Purpose  Doing this activity will give you practice at thinking through strategies for archiving and retrieving reports and data after you have conducted research.


Scenario

The Professional Writing program at Purdue has just been given a room (12x16x8) to create a library. The director of the program wants to put all of the texts and documents that pertain to the program into this one place. Because of the excellent reputation of Purdue University's Professional Writing program, the director wants to use this library as a place that PW scholars/students can visit to learn about the history of building and designing such a program. He has asked students in the English 203 class to develop a strategy for archiving the various materials for this purpose.

The Material

From the original technical writing classes (1918-1949) currently stored in boxes over in Civil Engineering...

  • Program Description
  • Program Budgets
  • Grant proposals
  • Textbooks
  • Syllabi
  • CVs for part-time faculty
  • Manuals for using typewriters

From English Department's Professional Writing (1981-present)...

  • Program Description
  • Program Budgets
  • Grant proposals
  • Proposal for new courses
  • Textbooks
  • Various Professional Writing journals
  • Some Composition books
  • Syllabi
  • Paper copies of assignments for students (after 1997 all of these can be fond on the web; some of these are no longer available because instructors have moved on and taken down their material; all current syllabi are available)
  • Some samples of student writing that instructors have collected
  • CVs for part-time faculty
  • Application from TAs
  • Manuals for using various computer technologies (this ranges from Apple IIe to recent Dells, from dot-matrix printer to HP Color Laser Printers, from Word Perfect to Macromedia MX programs)
  • Electronic records from listserv conversation about developing and implementing hybrid distance education classes; in affect between 1999-2001.

Preliminary Work

In your principles group, address the following prompts.
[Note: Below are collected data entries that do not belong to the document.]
PR #8467, opened 2023-06-03
submarine swap server plugin

ecdsa:
- uses the same web API as the Boltz backend
 - lnworker and lnpeer are modified to create and handle invoices for which we do not have the preimage (aka 'hold invoices')
 - payment_secret is random for hold invoices, must be persisted
 - for the moment, server fees are hardcoded

### DIFF
--- a/electrum/lnworker.py
+++ b/electrum/lnworker.py
@@ -211,6 +211,7 @@ class LNWorker(Logger, EventListener, NetworkRetryManager[LNPeerAddr]):
         self.lock = threading.RLock()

Record your answers as legible notes (you will be submitting these)...

  • What are the rhetorical parameters of the this project?
    • What is the purpose of doing this archiving?
    • Who will be the audience of this material?
    • What ethos do you think the Professional Writing program should project?
    • How will your decisions affect this ethos?

Look through the Cox and Samuels article, as a group determine...

  • What principles should archivers consider when doing their work? In other words, what suggestions do the writers make that you can put into practice?

After you all list the recommended principles of archiving, apply these principles to the scenario.

Writing Assignment

Collaboratively write a memo to the Director of Professional Writing (i.e., Dr. David Blakesley) in which you make recommend an informed strategy to the program about how it should set up this new space. This memo should be about 500 words.

You want to be quite specific in the suggestions that you make to Dr. Blakesley. You are not telling him how to do the archivial research himself, but what specifically he should do with all the material in the room.

So some of the things that you will want to suggest will include...

  • what should be kept?
  • how will you store thespecific types of materials?
  • how will you sort different types of material?

This is not an exhaustive list; you are encourage to think beyond these questions.

Logistics

At the end of class, print 6 copies of your memo and submit it with your notes.